# [Description of the task]
In the records that follow, the lines from the one containing "logical idea identity**" to the one containing "attaches a new", inclusive, are to be given again exactly.

*** Material provided ***

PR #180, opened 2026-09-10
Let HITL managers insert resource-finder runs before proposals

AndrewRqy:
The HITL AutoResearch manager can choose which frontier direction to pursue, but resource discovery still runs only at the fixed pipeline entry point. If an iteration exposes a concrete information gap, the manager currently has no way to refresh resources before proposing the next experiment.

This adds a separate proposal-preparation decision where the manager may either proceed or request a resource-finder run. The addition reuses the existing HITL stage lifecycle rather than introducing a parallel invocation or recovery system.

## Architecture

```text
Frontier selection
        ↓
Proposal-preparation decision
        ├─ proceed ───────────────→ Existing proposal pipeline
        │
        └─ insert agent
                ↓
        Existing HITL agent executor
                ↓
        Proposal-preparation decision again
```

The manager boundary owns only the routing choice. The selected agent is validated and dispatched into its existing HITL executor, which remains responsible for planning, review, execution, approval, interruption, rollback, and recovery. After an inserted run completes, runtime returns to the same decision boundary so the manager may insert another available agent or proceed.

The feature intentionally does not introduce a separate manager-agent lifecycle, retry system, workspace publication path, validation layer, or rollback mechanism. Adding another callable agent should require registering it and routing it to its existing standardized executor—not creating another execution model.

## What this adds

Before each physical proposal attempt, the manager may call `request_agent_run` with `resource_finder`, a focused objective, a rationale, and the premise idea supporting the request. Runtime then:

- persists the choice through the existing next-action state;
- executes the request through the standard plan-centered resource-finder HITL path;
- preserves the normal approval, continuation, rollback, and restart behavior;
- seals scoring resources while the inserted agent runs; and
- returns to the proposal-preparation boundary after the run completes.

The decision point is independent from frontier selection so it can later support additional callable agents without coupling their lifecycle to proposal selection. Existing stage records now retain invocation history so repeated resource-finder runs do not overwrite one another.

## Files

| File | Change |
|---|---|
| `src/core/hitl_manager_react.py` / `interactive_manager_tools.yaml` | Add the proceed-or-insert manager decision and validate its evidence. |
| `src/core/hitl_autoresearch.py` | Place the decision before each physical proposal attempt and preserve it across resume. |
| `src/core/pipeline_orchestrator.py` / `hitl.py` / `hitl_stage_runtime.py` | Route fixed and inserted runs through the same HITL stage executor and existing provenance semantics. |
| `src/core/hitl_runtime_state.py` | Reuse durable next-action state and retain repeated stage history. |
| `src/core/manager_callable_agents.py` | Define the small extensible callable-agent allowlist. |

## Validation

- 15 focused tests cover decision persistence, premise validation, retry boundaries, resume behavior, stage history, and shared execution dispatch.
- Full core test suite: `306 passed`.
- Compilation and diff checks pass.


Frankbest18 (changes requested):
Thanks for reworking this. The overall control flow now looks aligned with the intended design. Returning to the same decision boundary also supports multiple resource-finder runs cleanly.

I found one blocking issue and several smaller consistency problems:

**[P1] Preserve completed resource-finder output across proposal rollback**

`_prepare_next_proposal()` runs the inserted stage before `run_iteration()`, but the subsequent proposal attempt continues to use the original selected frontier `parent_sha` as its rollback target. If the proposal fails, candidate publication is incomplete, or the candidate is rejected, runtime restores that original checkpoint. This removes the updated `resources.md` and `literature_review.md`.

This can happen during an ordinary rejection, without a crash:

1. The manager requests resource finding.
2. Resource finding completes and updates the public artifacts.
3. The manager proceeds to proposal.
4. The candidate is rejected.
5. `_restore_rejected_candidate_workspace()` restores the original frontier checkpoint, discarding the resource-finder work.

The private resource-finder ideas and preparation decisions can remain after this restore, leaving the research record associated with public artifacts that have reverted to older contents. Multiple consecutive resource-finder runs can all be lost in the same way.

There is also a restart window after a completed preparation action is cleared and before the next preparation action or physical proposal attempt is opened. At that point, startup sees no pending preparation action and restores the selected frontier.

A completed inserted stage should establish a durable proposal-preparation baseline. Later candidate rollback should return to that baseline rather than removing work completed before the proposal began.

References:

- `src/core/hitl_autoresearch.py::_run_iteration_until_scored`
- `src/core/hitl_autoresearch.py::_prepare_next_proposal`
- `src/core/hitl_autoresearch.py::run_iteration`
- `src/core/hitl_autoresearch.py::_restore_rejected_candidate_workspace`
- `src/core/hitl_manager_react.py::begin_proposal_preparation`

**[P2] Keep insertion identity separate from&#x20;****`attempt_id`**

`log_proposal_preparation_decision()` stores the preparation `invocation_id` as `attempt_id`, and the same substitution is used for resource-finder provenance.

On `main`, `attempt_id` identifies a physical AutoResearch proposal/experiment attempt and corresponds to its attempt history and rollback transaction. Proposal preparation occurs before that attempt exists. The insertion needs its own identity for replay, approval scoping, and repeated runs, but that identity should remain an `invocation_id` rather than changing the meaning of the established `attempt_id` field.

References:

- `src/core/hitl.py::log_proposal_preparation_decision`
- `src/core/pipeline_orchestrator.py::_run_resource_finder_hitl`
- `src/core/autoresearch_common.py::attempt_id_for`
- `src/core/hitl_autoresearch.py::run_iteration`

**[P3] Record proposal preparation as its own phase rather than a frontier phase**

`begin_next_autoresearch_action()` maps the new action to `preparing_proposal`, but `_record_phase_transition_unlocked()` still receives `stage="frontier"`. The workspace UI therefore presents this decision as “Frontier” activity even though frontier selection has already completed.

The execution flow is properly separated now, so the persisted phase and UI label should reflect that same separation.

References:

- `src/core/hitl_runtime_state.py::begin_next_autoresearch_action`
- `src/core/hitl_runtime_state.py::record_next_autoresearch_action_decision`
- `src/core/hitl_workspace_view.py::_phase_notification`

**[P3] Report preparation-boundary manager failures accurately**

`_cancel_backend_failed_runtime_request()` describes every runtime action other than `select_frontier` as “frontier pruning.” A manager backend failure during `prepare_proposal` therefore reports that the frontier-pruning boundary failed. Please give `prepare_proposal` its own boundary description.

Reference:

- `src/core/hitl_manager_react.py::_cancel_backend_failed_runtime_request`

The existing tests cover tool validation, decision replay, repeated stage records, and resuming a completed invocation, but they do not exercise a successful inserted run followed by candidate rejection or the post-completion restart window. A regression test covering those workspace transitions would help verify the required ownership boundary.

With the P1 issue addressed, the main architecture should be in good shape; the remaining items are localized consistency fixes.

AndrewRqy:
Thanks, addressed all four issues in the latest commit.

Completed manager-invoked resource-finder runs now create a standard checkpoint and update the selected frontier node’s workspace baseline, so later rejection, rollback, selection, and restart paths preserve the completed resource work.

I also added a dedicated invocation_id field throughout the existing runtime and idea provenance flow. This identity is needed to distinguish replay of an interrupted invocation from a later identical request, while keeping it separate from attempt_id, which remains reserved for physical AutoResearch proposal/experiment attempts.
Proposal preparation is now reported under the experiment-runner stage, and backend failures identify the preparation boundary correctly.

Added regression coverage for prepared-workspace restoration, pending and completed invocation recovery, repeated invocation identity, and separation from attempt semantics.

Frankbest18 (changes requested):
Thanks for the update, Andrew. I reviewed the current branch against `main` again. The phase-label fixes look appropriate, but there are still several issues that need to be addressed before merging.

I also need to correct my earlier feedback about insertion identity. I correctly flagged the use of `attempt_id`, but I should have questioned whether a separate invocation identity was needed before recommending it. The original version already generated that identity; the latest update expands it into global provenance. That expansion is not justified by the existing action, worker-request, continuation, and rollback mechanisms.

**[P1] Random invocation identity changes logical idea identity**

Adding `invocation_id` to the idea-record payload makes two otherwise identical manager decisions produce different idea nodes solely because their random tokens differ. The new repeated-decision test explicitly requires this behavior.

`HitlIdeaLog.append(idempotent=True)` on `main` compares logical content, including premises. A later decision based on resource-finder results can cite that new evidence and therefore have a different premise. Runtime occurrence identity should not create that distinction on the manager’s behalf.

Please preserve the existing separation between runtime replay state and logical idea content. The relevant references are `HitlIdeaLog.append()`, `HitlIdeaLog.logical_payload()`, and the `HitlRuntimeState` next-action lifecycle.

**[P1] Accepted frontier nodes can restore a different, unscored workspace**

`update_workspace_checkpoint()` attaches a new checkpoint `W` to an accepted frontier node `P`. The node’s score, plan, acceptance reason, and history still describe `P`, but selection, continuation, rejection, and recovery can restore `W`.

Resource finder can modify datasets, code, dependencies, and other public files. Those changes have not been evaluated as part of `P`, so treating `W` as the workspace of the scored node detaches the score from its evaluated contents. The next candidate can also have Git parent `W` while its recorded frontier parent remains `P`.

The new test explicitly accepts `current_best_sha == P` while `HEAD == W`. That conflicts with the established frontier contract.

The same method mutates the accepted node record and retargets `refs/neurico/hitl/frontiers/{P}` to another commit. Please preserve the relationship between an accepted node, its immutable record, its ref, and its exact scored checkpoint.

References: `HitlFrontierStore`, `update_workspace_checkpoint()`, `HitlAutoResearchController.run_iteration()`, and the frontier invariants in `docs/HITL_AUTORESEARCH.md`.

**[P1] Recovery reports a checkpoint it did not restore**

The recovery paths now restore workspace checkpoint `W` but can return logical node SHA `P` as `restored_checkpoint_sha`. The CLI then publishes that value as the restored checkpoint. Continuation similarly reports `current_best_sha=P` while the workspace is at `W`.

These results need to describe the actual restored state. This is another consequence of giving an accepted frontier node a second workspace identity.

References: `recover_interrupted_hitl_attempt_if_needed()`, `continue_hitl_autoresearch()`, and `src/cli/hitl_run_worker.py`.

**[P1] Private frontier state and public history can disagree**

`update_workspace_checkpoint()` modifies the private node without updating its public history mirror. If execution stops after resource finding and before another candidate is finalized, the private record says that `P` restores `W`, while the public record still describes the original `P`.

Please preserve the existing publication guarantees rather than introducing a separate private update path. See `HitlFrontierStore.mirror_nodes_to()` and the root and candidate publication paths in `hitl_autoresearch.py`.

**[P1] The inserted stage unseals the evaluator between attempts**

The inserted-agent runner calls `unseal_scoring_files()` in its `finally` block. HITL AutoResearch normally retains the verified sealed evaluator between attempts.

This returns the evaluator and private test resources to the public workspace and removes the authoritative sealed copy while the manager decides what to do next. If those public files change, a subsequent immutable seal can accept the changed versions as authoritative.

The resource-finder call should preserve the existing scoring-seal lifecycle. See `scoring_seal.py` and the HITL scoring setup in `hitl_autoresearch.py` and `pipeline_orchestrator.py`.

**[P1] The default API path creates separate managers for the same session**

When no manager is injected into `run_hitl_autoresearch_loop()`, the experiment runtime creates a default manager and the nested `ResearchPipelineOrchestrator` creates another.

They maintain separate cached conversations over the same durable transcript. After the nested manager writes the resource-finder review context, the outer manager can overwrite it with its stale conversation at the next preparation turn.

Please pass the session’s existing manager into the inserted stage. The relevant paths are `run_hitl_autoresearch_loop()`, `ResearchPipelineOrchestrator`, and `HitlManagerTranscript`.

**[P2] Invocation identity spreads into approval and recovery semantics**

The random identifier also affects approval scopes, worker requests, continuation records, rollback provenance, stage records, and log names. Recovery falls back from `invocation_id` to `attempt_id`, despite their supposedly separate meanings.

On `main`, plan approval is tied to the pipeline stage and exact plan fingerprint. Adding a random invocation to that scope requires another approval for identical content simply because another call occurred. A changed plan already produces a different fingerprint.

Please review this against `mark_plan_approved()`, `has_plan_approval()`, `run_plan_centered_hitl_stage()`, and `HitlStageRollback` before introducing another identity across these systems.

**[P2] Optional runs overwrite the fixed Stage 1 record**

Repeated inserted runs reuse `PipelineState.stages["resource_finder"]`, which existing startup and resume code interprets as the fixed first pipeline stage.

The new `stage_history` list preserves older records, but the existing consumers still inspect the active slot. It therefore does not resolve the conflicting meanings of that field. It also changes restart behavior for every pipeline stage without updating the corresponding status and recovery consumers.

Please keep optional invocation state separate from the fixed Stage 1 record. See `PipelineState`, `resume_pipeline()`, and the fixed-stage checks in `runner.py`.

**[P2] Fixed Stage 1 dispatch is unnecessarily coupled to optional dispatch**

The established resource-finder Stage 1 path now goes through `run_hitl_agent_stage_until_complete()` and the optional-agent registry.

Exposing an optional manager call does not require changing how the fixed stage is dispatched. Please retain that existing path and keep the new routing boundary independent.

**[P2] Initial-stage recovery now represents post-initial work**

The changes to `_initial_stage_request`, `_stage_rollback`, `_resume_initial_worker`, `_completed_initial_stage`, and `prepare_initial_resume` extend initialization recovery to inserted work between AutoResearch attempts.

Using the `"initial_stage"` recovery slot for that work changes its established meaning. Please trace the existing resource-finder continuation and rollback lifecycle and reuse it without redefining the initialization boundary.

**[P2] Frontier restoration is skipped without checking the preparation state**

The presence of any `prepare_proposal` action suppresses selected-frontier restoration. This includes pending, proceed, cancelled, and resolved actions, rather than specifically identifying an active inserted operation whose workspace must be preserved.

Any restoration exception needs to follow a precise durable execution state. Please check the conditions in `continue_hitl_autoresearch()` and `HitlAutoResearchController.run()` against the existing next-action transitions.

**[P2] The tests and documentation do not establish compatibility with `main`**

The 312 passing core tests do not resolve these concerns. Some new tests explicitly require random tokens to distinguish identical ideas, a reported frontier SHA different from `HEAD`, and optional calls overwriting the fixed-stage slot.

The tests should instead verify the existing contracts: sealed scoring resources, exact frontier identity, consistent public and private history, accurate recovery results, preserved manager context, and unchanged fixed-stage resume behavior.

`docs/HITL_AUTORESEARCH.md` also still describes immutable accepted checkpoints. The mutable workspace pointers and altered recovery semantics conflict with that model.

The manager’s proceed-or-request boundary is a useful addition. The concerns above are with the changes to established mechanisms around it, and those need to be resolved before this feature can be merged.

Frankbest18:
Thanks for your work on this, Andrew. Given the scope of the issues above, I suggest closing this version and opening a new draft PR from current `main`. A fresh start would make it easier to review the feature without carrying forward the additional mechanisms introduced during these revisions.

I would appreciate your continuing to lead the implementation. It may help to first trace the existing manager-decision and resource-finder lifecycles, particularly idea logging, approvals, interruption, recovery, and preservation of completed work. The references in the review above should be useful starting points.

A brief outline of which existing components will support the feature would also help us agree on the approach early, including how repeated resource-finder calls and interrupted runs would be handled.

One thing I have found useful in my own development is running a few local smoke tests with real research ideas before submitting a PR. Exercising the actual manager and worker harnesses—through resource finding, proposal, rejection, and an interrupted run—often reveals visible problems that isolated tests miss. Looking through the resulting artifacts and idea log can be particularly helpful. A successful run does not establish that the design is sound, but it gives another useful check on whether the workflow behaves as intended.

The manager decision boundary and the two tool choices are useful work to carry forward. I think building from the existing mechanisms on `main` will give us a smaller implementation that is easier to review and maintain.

*** End of Material provided ***

# [Exercise response]
**[P1] Random invocation identity changes logical idea identity**

Adding `invocation_id` to the idea-record payload makes two otherwise identical manager decisions produce different idea nodes solely because their random tokens differ. The new repeated-decision test explicitly requires this behavior.

`HitlIdeaLog.append(idempotent=True)` on `main` compares logical content, including premises. A later decision based on resource-finder results can cite that new evidence and therefore have a different premise. Runtime occurrence identity should not create that distinction on the manager’s behalf.

Please preserve the existing separation between runtime replay state and logical idea content. The relevant references are `HitlIdeaLog.append()`, `HitlIdeaLog.logical_payload()`, and the `HitlRuntimeState` next-action lifecycle.

**[P1] Accepted frontier nodes can restore a different, unscored workspace**

`update_workspace_checkpoint()` attaches a new checkpoint `W` to an accepted frontier node `P`. The node’s score, plan, acceptance reason, and history still describe `P`, but selection, continuation, rejection, and recovery can restore `W`.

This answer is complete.